Tuesday, July 22, 2014

The Usage of the Decalogue by Paul the Apostle in His Epistles

Posting my essay for my final year research project on my blog was not something that I had minded to do. However, after encouragements from my professor to submit my essay for publication in my school’s law journal, I have decided to do so through the medium of my blog instead, probably much to the disappointment of my professor. There are a few reasons for doing so: apart from me being lazy to work on my essay again in the midst of my Bar course, one reason being the perceived ‘liberty’ for me to express myself without further recourse to academic language in having to amend what I had sought to express (whether rightly or not). At heart of my essay is something intrinsically related to my understanding of the Christian faith: the power of the Holy Spirit to enable us to live a Christ-like life. The approach of the essay probably stemmed from this passage in Romans 8:1-4: "There is therefore now no condemnation to them which are in Christ Jesus, who walk not after the flesh, but after the Spirit. For the law of the Spirit of life in Christ Jesus hath made me free from the law of sin and death. For what the law could not do, in that it was weak through the flesh, God sending his own Son in the likeness of sinful flesh, and for sin, condemned sin in the flesh: That the righteousness of the law might be fulfilled in us, who walk not after the flesh, but after the Spirit." Having had to express what is so deeply devotional and personal to me in academic language during my time of writing was exceptionally challenging – in some sense an unnecessary baggage to me. By no means am I trying to diminish the value and vast effort of academics and theologians in their research of Biblical law, and in this context, on Paul’s epistles; on the contrary, I have been greatly enlightened and enriched by their writings, and I stand indebted to their works. However, if what I am writing is fundamentally devotionally-related, whereby my chief purpose concerns the working of the Holy Spirit in our lives to enable us to walk in the dictates and nature of God’s laws in our everyday life, then it is my view that any further addition or amendments to it should shy away from an academic orientation.

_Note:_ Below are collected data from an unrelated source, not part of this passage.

PR #114, opened 2019-06-04
Fixed SSH identity copy

schaefi:
The SSH host identity is provided by the server credentials that
makes up the fingerprint of that host. However the copy of the
files should exclude the encrypted private key ssh_host_key which
can only be read on the origin host. In fact a copy of that file
to another host will lead to a segfault in sshd and kills the
connection without any further information.

### DIFF
--- a/suse_migration_services/units/ssh_keys.py
+++ b/suse_migration_services/units/ssh_keys.py
@@ -34,7 +34,8 @@ def main():
     """
     ssh_keys_glob_paths = Defaults.get_ssh_keys_paths()
     migration_ssh_file = Defaults.get_migration_ssh_file()
-    system_ssh_host_keys_glob_path = Defaults.get_system_ssh_host_keys_glob_path()
+    system_ssh_host_keys_glob_path = \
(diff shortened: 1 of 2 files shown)


suse_migration_services/units/ssh_keys.py
```diff
@@ -57,22 +58,24 @@ def main():
         sshd_config_host_keys_entries = []
         log.info('Copying host ssh keys')
         for system_ssh_host_key in system_ssh_host_keys:
-            shutil.copy(system_ssh_host_key, '/etc/ssh/')
+            if not system_ssh_host_key.endswith('ssh_host_key'):
```
rjschwei: But host keys don't end with "ssh_host_key" keys are named according to the encryption algorithm being used such as "ssh_host_ecdsa_key".

I am confused

schaefi: There is one key that is encrypted and not PEM encoded named /etc/ssh/ssh_host_key. That one can't be copied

Besides, publishing something on the blog probably makes it more accessible to the world at large than a law journal.

My initial motivation for writing on Paul’s use of the Decalogue stems from the influence of his epistles (or what are classified as his epistles in the Bible) in my life. As a teenager stepping out of a childhood straddled with suicidal tendencies and struggling with esteem and self-pity issues at that time (all these while as a Christian), it was through Paul’s epistles that God reached out to me, opening my eyes to see a purpose in my life. Thus, Paul’s writings have a huge influence in shaping my perspectives towards my Christian faith and life as a whole. Given the aforesaid, I seized the opportunity to write about Paul’s usage of the Decalogue in his epistles. Apart from my affinity for Paul’s writings, I also chose the question for the following reason. The Ten Commandments were something given to the Israelites (notwithstanding its seemingly universal application) and thus occupy a unique position in the Israelite’s culture and tradition, particularly as God’s chosen people; this, however, did not prevent Paul from using the Ten Commandments in his epistles written to the Gentiles (both explicitly and implicitly). This is intriguing because Paul has called himself a “Hebrew of Hebrews; as touching the law, a Pharisee; touching the righteousness which is in the law, blameless”.  Given his background from the “straitest sect” of the Pharisee, and upbringing in the law at the feet of Gamaliel, I wanted to explore and write about his use of the Ten Commandments to the Gentile audience despite his identification with the Jewish culture and heritage.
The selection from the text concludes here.